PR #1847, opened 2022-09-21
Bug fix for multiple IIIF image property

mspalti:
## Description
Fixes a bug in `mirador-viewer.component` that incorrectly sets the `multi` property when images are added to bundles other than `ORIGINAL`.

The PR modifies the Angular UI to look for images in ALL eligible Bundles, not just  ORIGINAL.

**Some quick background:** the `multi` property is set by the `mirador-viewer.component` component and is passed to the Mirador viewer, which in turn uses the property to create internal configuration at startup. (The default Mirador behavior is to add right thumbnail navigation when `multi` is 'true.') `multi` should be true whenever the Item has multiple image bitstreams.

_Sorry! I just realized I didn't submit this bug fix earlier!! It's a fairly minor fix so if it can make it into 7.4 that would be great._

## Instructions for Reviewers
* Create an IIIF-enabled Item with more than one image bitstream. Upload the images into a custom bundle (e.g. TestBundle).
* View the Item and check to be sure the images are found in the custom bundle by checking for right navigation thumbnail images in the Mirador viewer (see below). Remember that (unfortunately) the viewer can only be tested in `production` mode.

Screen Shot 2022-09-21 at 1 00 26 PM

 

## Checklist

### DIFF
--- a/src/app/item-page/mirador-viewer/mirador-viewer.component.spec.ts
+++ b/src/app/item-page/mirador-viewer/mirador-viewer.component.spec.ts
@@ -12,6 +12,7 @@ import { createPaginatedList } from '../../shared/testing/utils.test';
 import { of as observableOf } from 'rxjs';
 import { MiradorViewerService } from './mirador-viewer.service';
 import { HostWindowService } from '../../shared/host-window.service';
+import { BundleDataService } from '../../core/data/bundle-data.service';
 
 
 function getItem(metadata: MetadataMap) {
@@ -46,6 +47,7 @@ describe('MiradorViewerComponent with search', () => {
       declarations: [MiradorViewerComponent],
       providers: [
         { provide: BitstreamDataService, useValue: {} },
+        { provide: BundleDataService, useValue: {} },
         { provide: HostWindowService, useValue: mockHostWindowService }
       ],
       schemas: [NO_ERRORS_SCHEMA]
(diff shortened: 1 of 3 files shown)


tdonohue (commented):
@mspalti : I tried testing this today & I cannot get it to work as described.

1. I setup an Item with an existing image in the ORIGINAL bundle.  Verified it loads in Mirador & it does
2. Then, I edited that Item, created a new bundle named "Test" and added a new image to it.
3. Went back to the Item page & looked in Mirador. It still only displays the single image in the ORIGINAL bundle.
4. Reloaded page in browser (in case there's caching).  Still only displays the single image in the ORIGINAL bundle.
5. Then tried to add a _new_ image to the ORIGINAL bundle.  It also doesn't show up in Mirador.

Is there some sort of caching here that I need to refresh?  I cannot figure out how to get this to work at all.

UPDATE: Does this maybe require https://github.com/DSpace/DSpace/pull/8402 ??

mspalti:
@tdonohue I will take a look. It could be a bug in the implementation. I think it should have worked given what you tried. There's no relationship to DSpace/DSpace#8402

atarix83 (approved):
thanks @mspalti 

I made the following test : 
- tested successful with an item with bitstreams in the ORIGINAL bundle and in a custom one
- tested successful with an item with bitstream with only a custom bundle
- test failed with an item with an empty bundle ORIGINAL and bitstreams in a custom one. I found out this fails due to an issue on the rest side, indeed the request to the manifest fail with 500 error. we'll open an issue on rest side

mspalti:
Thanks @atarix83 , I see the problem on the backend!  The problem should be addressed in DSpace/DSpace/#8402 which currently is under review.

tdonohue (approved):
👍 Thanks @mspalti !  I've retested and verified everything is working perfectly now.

::::::::::

▶ _YOUR INSTRUCTIONS_: Starting at the line above that contains "Is there some", write out each line exactly until the line that contains "- tested successful with an item with bitstream with" has been written, and stop there.

▶ _SOLUTION TO THIS EXERCISE_:
Is there some sort of caching here that I need to refresh?  I cannot figure out how to get this to work at all.

UPDATE: Does this maybe require https://github.com/DSpace/DSpace/pull/8402 ??

mspalti:
@tdonohue I will take a look. It could be a bug in the implementation. I think it should have worked given what you tried. There's no relationship to DSpace/DSpace#8402

atarix83 (approved):
thanks @mspalti 

I made the following test : 
- tested successful with an item with bitstreams in the ORIGINAL bundle and in a custom one
- tested successful with an item with bitstream with only a custom bundle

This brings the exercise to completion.